**Problem to work on**
Scan the listing below for the word "command" and state how many lines hold it. Write nothing but the number.

──────────────────────────────

Issue #535, opened 2020-10-09
`nosec` doesn't work


kylidboy:
### Summary 
"gosec -nosec=true ./..."  does not work,
"gosec -exclude -nosec=true ./..."  works,

### gosec version
Installed by "go get"

### Go version (output of 'go version')
go version go1.15 linux/amd64

### Operating system / Environment
No LSB modules are available.
Distributor ID: Linuxmint
Description:    Linux Mint 20
Release:        20
Codename:       ulyana

### Expected behavior
"gosec -nosec=true ./..."  should work

### Actual behavior
"gosec -nosec=true ./..."  does not work,
"gosec -exclude -nosec=true ./..."  works,

ccojocar:
This looks like a bug to me which need a look.

gcmurphy:
I think I need to clarify the "doesn't work" part. As per the help:

```
  -nosec
    	Ignores #nosec comments when set
```

So if you supply the -nosec flag, or -nosec=true gosec will ignore any `#nosec` annotations and report any errors.
If you supply the arguments in this order: 

`-exclude -nosec` you will see the following log message: 

```
[gosec] 2020/11/02 20:53:49 Excluding rules: -nosec
```
Which means that the `-nosec` flag is being considered as a rule to exclude. This obviously won't exclude any actual rules. I'm not sure if this is a common issue with Go's command line argument parsing or something we've introduced..

@ccojocar thoughts?

ccojocar:
@gcmurphy Thanks for digging into it. I am not sure either 😄. It seems that something is not quite right with the command line arguments parsing.

nanikjava:
@kylidboy do you have sample to reproduce this issue ? want to test it out and see if I can put in a fix.

nanikjava:
@ccojocar what fix need to be put for this ? happy to help out in putting in the fix.

ccojocar:
@nanikjava I would try to have a look at the argument parsing to see what's going on when there are the combinations mentioned above:
- `-exclude -nosec=true` => should return a warning when `exclude` option has no arguments and `nosec` option should be set appropriately
-   `-nosec=true` => should work (nosec flag should be set)

nanikjava:
@ccojocar Looked at the code for `-exclude`. According to the doc https://pkg.go.dev/flag the following is considered as valid

`-exclude=Gxxx`
`-exclude -nosec=true`
`-exclude=`

[...]

PR #692, opened 2021-08-24
fix: create a separate type for flag that has validation

nanikjava:
Fix: #535 

Create a separate type to allow CLI validation using the `flag` package from the go library.

### DIFF
--- a/cmd/vflag/flag.go
+++ b/cmd/vflag/flag.go
@@ -6,7 +6,7 @@ import (
 	"strings"
 )
 
-//ValidateFlag cli string type
+// ValidateFlag cli string type
 type ValidateFlag string
 
 func (f *ValidateFlag) String() string {
@@ -20,4 +20,3 @@ func (f *ValidateFlag) Set(value string) error {
 	}
 	return nil
 }
-
--- a/cmd/vflag/flag.go
+++ b/cmd/vflag/flag.go
@@ -2,21 +2,24 @@ package vflag
 
 import (
 	"errors"
-	"fmt"
 	"strings"
 )
 
-// ValidateFlag cli string type
-type ValidateFlag string
+// ValidatedFlag cli string type
+type ValidatedFlag struct {
+	Value string
+}
 
-func (f *ValidateFlag) String() string {
-	return fmt.Sprint(*f)
+func (f *ValidatedFlag) String() string {
+	return f.Value
 }
 
 // Set will be called for flag that is of validateFlag type
-func (f *ValidateFlag) Set(value string) error {
+func (f *ValidatedFlag) Set(value string) error {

──────────────────────────────

**Written solution**
2